Cost efficiencies, limited promotions and inventory control may have helped Zale Corp. shrink its fourth-quarter net loss, but the struggling mid-tier jeweler lost ground when it came to ringing up sales.
The Dallas-based jewelry retailer said Monday that, for the quarter ended July 31, it registered a net loss of $28.5 million, or 89 cents a diluted share, compared with a loss of $89.8 million, or $2.81 a share, in the year-ago quarter. Revenue for the period sank 3.4 percent, to $345 million from $357.1 million in the 2009 period. Same-store sales fell 2.1 percent for the quarter.
Analysts polled by Yahoo were expecting a loss of $1.21 a share on revenue of $354.6 million.
Despite the smaller than expected loss, investors were troubled by the shortfall in sales versus estimates and sent shares down 12 cents, or 5.5 percent, to $2.07.
Quarterly SG&A declined 5.1 percent, to $196.7 million from $207.2 million in 2009, while gross margin expanded to 52.7 percent of sales, compared with year-ago levels of 46.4 percent.
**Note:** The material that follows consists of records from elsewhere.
PR #129, opened 2016-10-21
Crossref search

briankung:
**Problem:** Adding papers sucks

**Solution:** Let users search crossref

**Complications:** 
- Crossref search also sucks. Waiting on answers to some questions:
  - [x] Can we limit search results to journals only?
  - [ ] For a single work result (https://api.crossref.org/works/10.1111/vec.12510), can we assume that the first author in the authors array is the first author?
  - [x] ~~What are coins? (2nd to last key: https://search.crossref.org/dois?sort=score&q=renear+palmer)~~
  - [ ] What should we do if we notice that your documentation is incorrect / out of date
- I'm removing duplicate titles, but they may not actually be duplicates

**Changelog:** 
- Add a search bar
- Visual indicators of status
- Add reference by search result DOI
- Some defensive coding against bad submissions

### DIFF
--- a/app/assets/javascripts/references.js
+++ b/app/assets/javascripts/references.js
@@ -16,7 +16,7 @@ $(document).ready(function() {
     if (this.value === '') {
       hideResultsAndClearSubmittable();
     } else {
-      $.get('https://search.crossref.org/dois?sort=score&q=' + this.value).done(function(data) {
+      $.get('https://search.crossref.org/dois?sort=score&type=Journal+Article&rows=10&q=' + this.value).done(function(data) {
         var results;
 
         if (data.length > 0) {
--- a/app/assets/javascripts/references.js
+++ b/app/assets/javascripts/references.js
@@ -2,9 +2,13 @@ $(document).ready(function() {
   var showCrossrefResults = debounce(function() {
     var resultsElement = $('#crossref-results');
 
-    if (this.value === '') {
+    var hideResults = function() {
       resultsElement.toggleClass('hidden', true);
       resultsElement.children().remove();
+    }
+
+    if (this.value === '') {
+      hideResults();
     } else {
       $.get('https://search.crossref.org/dois?sort=score&q=' + this.value).done(function(data) {
         var results, resultsByFullCitation;
@@ -20,10 +24,12 @@ $(document).ready(function() {
           });
 
           resultsElement.children().remove();
-          results = $.map(resultsByFullCitation, function(citation) {return "<li class='list-group-item'>" + citation + "</li>"})
+          results = $.map(resultsByFullCitation, function(citation) {return "<li class='list-group-item'>" + citation + "</li>"});
           resultsElement.append(results.join(''));
           resultsElement.toggleClass('hidden', false);
-        }
+        } else {
+          hideResults();
+        };
       })
     }
   }, 200);
--- a/app/assets/javascripts/references.js
+++ b/app/assets/javascripts/references.js
@@ -10,24 +10,24 @@ $(document).ready(function() {
 
     if (this.value === '') {
       // When no selection made, hide the locator and the paper title fields
-      if (!paperLocator.hasClass('hidden')) { paperLocator.addClass('hidden'); };
+      paperLocator.toggleClass('hidden', true)
       if (!paperLocator.prop('disabled')) { paperLocator.prop('disabled', true); };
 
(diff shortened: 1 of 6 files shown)


briankung:
Here's a URL for testing: https://afternoon-meadow-22528-pr-129.herokuapp.com/testuser/maintaining-mobility-in-old-age

Note that you can't actually add a paper through the search results at the moment. Also, don't hit the "add paper" button. I don't know what it does.

briankung:
It just occurred to me that Crossref may not just be searching papers.

app/assets/javascripts/references.js
```diff
@@ -1,4 +1,61 @@
...
+    hideResults();
+    $('.crossref').toggleClass('submittable', false);
+    $('#crossref-locator-id').val('');
+  }
+
+  var showCrossrefResults = debounce(function() {
+    if (this.value === '') {
+      hideResultsAndClearSubmittable();
+    } else {
+      $.get('https://search.crossref.org/dois?sort=score&q=' + this.value).done(function(data) {
```
wsf246: you can also search using the API
http://api.crossref.org/funders/100000015/works?query=global+state&filter=has-orcid:true

was it easier to use search.crossref?

wsf246:
The API doc is on the github:
https://github.com/CrossRef/rest-api-doc/blob/master/rest_api.md

You should be able to limit search results and limit to journal articles by using the filter.  You can do it on search.crossref too with type "type=Journal+Article".  You can use filter type as well for the API, though I'm still looking into the exact method

wsf246:
For the API, rows limits the results and filter=type:journal-article limits it to journal articles.

http://api.crossref.org/works?query=meditation&filter=type:journal-article&rows=5

wsf246:
I think pubmed grabbed the wrong paper if you try to get a crossref paper with a doi through a query instead of using the DOI as the specific search criteria

Here is the a DOI searched in a query:
http://api.crossref.org/works?query=10.1016/j.neulet.2016.10.009
"C2-Alkylation of Pyridine N-Oxides with 1,1-Diborylalkanes"

And here it is searched directly with the DOI
http://api.crossref.org/works/10.1016/j.neulet.2016.10.009
Religious and spiritual importance moderate relation between default mode network connectivity and familial risk for depression

I think this explains why that abstract was wrong for that 1 paper.

wsf246:
While going through the crossref stuff, there are some additional metrics that we may want to eventually grab:
-funders
-grants
-reference counts
-author affiliations
-copyright?

We may also want to expand search beyond just journal articles.  I would consider conference papers and reports as well, though I'm not 100% sure what reports are, could be more opinion based.

wsf246:
I double checked the authors across some pubmed examples and they appear to be in the same order.  Pubmed I know orders them correctly.

I think for all intents and purposes, the Crossref REST API is the most up to date resource.  I can confirm both these things with the crossref people.

app/assets/javascripts/references.js
briankung: I think search.crossref.org was the search endpoint you gave me, or the one in `crossref.rb`

briankung:
> I think this explains why that abstract was wrong for that 1 paper.

That doesn't sound quite right. The original paper was something about Bruce Lee. Click the abstract here: https://afternoon-meadow-22528-pr-129.herokuapp.com/testuser/maintaining-mobility-in-old-age/19

> I double checked the authors across some pubmed examples and they appear to be in the same order. Pubmed I know orders them correctly.

We shouldn't program by coincidence, though. I'd rather they confirm independently in writing or in the API docs that this is the case.

> The API doc is on the github...I think for all intents and purposes, the Crossref REST API is the most up to date resource. I can confirm both these things with the crossref people.

I meant their API documentation is out of date or wrong, not that the API itself was. I found broken endpoints or things that just didn't function.

> While going through the crossref stuff, there are some additional metrics that we may want to eventually grab

GitHub hasn't been showing my emailed comments, but this is a good reason to use a JSONB field to capture the json results. We may not want to use these metrics right away, but if we capture the query results, we can add them whenever we want.

> For the API, rows limits the results and filter=type:journal-article limits it to journal articles.

Cool, thanks!

briankung:
Another thing that would be nice is knowing how to search for `filter=type:journal-article` OR `filter=type:dissertation`. The changelog says they support `OR` operations. The documentation just doesn't say how to do it. That's kind of what I mean by being out of date.

briankung:
Exactly why I want to use JSONB. But probably in a different pull request

briankung:
Cool, thanks!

On the quarterly conference call, chief executive officer Theo Killion outlined a strategy to reinvigorate sales, which included beefing up its core product assortment, differentiating merchandise across its Zales, Gordon’s, Peoples and Mappins brands, and clearing out unproductive inventory.
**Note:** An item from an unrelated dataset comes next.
PR #1871, opened 2022-05-02
Add support for passing names to field in schema directives

patrick91:
This PR add support for passing names to field of strawberry directives, it also tried the `__strawberry_xxx__` approach, this will be probably refactored, but I'll probably merge this soon as it blocks other PRs 😊

This works now:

“When we thought about the turnaround strategy, we really focused on the business that defines the fine jewelry business, which is bridal, and we have started to get paid back,” he said. “We’re through the SG&A [selling, general and administrative] reductions, we’re through some of the draconian things that we’ve had to do over the past two years and it really is about building the business, focusing on our people, doing the right things, getting back in touch with our core customer and that really is the work that’s ahead of us.”
Killion, who had been interim ceo since just after the departure of Neal Goldberg from the post in January, was named permanent ceo last week.
Zale has experienced quite a few bumps in the last two years, closing hundreds of stores, rehauling its executive management team and drilling down its restructuring options with the help of investment banking firm Peter J. Solomon Co., which it hired in February.
The company has also been working on credit agreement deals. Zale said Monday that it amended its credit agreement with Golden Gate Capital, eliminating a minimum covenant on its term loan. The company will pay $25 million, including $11.3 million on its outstanding balance, $1.3 million as a prepayment and $12.5 million as an amendment fee.
Last week, the jeweler inked a deal with Citi to provide the private label credit card for its Zales, Zales Outlet and Gordon’s brands in the United States, effective Oct. 1.
The arrangements give the retailer some much-needed breathing room.
For fiscal 2010, Zale said it reduced its net loss to $93.7 million, or $2.92 a diluted share, from a year-ago loss of $189.5 million, or $5.94 a share. Revenue dipped 9.2 percent to $1.62 billion, from $1.78 billion, a year earlier.